▶ _What you have to do_: Return, from the lines below, each one that includes the word "Added".

═══ The input

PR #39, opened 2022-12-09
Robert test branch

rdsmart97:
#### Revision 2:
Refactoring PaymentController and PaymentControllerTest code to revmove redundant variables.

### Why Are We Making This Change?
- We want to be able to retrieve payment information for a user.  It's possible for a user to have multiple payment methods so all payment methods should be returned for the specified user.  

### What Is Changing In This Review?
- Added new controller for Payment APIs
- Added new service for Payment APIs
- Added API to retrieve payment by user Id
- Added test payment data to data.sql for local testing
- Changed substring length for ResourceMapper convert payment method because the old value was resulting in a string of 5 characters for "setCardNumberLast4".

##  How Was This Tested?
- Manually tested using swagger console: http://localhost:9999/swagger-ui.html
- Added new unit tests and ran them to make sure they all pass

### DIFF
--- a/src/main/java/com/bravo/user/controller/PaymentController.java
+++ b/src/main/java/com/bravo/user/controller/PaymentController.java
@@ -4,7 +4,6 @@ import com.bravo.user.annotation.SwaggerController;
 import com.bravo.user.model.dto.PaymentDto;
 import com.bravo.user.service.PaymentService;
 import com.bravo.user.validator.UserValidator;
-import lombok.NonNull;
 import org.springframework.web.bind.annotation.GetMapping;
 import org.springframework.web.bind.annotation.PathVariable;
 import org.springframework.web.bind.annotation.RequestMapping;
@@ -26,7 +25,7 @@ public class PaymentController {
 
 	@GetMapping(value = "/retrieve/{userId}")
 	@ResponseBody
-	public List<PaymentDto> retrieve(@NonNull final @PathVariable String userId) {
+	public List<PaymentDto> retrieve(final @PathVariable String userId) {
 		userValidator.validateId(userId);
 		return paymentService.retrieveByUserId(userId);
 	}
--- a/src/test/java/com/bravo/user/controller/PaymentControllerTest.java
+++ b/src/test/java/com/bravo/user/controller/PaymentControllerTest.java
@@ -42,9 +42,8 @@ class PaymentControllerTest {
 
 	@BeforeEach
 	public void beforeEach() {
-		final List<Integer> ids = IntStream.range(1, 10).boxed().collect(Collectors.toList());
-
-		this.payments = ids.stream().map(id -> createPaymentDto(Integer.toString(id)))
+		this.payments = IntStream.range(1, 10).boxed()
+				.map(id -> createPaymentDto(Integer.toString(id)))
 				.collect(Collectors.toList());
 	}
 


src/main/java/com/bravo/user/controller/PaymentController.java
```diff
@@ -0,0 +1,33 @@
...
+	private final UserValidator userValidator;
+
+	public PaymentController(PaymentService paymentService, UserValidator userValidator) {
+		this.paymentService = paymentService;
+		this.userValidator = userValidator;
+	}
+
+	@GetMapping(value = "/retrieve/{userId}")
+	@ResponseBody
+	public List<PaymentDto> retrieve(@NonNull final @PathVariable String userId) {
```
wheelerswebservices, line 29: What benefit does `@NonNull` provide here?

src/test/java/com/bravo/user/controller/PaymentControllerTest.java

══════
═══ The input

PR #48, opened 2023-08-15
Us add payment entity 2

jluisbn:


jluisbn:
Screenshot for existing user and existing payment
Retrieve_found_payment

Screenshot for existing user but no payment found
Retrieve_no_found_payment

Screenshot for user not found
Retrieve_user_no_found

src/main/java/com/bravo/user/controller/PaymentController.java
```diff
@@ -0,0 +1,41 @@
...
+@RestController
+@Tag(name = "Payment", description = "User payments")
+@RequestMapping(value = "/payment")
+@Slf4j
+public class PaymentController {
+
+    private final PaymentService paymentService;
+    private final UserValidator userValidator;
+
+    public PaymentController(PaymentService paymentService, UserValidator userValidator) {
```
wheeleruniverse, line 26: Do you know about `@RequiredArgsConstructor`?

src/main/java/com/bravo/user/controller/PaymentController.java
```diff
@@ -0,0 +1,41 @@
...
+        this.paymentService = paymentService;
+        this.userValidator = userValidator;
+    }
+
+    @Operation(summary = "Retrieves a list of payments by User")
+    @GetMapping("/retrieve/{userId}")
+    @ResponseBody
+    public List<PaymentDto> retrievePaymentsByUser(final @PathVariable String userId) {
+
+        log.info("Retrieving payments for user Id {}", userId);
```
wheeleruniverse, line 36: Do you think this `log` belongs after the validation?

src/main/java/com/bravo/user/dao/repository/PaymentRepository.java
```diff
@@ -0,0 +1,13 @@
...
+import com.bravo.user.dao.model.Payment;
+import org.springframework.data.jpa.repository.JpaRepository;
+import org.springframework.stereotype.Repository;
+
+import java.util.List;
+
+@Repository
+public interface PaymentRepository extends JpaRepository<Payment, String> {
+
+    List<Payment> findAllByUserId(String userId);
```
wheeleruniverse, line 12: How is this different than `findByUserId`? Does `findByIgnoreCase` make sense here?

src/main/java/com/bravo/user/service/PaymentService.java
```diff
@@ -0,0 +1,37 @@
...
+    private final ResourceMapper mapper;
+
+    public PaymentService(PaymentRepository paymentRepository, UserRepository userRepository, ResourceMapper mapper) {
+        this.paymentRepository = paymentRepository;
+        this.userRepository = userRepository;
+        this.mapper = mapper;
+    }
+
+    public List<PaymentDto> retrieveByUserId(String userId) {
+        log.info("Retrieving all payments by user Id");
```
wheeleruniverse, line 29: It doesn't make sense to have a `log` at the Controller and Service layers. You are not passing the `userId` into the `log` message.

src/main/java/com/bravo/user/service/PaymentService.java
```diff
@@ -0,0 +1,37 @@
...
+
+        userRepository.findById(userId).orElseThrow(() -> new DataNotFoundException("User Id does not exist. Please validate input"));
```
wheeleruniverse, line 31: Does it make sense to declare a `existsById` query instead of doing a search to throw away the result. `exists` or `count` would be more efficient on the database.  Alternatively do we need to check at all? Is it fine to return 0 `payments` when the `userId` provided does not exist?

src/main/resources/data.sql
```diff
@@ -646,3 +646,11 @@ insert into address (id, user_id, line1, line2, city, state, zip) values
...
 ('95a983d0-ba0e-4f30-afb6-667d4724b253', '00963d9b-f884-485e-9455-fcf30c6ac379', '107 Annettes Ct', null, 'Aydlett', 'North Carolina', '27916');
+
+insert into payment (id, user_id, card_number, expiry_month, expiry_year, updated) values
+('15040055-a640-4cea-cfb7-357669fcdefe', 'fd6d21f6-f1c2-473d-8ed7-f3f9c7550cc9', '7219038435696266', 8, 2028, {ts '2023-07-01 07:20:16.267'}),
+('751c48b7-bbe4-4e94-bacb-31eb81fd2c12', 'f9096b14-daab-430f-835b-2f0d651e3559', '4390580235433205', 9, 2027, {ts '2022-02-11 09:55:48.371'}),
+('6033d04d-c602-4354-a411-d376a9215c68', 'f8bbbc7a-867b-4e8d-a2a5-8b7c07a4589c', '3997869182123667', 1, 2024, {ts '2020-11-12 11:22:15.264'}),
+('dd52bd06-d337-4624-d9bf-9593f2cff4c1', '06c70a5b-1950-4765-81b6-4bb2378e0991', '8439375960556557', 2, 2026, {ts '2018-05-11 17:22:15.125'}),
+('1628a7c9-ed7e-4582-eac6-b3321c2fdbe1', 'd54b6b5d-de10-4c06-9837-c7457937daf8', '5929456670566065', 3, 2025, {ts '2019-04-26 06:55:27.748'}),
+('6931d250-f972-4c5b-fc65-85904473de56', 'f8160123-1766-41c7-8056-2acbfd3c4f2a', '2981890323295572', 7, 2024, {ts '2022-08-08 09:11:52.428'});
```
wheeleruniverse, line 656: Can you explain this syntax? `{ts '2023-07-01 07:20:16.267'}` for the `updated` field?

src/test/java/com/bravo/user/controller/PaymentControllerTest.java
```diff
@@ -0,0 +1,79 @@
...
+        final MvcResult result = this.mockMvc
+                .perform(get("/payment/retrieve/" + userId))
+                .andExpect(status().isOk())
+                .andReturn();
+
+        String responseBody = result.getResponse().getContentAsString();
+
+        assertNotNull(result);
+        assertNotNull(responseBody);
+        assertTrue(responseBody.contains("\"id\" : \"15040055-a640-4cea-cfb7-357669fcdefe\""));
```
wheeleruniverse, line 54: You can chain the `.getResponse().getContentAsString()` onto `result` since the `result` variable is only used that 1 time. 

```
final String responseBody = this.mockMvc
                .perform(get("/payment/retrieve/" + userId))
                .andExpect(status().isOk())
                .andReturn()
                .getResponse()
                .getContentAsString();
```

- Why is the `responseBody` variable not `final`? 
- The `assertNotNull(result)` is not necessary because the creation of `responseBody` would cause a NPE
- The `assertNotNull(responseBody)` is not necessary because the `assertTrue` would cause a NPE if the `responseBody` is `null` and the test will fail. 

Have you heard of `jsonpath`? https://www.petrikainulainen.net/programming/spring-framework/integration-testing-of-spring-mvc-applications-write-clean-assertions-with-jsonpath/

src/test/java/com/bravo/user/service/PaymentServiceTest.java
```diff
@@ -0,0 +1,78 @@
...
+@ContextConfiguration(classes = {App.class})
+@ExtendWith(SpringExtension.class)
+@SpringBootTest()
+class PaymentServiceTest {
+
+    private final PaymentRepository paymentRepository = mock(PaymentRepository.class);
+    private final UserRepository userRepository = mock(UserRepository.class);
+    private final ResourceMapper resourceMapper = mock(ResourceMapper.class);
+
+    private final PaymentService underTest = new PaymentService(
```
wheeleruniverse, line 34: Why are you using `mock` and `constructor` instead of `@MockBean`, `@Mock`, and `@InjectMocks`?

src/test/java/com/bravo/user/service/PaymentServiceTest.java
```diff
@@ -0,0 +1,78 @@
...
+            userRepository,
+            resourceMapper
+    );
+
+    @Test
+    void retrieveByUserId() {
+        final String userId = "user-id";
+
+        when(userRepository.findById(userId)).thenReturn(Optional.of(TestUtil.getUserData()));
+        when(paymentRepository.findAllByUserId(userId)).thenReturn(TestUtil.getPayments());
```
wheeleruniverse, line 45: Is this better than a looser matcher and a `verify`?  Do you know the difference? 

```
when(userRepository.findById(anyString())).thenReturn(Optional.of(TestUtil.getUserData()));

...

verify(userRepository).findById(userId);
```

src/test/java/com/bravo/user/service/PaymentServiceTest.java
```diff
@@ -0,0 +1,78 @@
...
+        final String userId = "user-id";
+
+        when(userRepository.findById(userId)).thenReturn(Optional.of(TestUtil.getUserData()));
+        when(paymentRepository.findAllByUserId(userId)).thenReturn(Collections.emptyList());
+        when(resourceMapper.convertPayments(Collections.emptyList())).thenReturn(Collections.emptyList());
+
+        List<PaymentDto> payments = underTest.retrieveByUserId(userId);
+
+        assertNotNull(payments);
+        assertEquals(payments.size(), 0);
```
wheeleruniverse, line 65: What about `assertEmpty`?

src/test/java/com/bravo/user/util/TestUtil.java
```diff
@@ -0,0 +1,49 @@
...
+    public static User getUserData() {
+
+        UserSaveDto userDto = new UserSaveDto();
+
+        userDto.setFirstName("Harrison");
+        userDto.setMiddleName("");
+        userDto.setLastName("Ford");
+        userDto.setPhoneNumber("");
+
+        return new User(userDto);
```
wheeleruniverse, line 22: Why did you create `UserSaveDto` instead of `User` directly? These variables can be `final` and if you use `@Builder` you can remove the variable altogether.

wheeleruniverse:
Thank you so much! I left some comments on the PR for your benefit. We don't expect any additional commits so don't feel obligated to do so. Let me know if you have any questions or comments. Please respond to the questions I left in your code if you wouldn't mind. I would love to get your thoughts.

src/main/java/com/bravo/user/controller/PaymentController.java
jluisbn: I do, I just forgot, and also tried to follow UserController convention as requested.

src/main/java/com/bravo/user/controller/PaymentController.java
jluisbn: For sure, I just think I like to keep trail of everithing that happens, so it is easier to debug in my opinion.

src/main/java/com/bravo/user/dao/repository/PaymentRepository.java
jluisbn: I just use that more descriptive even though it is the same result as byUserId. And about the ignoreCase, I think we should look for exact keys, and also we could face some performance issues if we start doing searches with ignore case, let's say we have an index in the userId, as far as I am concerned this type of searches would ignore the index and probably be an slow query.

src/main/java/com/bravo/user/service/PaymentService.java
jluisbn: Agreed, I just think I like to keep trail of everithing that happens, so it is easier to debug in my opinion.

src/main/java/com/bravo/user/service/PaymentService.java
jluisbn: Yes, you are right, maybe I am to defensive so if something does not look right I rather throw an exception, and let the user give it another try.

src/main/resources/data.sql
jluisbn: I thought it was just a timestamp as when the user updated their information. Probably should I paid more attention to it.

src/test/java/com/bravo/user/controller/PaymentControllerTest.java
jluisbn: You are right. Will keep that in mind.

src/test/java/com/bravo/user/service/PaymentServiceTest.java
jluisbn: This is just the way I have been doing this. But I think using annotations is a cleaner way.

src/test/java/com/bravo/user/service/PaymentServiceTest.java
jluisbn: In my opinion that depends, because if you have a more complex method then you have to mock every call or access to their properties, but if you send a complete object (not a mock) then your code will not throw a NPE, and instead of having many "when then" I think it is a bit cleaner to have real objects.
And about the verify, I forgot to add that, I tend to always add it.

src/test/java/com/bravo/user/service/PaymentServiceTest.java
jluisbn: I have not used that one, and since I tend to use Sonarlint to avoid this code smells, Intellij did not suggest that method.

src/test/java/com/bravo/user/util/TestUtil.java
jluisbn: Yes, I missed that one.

══════

▶ _Answer to this problem_:
- Added new controller for Payment APIs
- Added new service for Payment APIs
- Added API to retrieve payment by user Id
- Added test payment data to data.sql for local testing
- Added new unit tests and ran them to make sure they all pass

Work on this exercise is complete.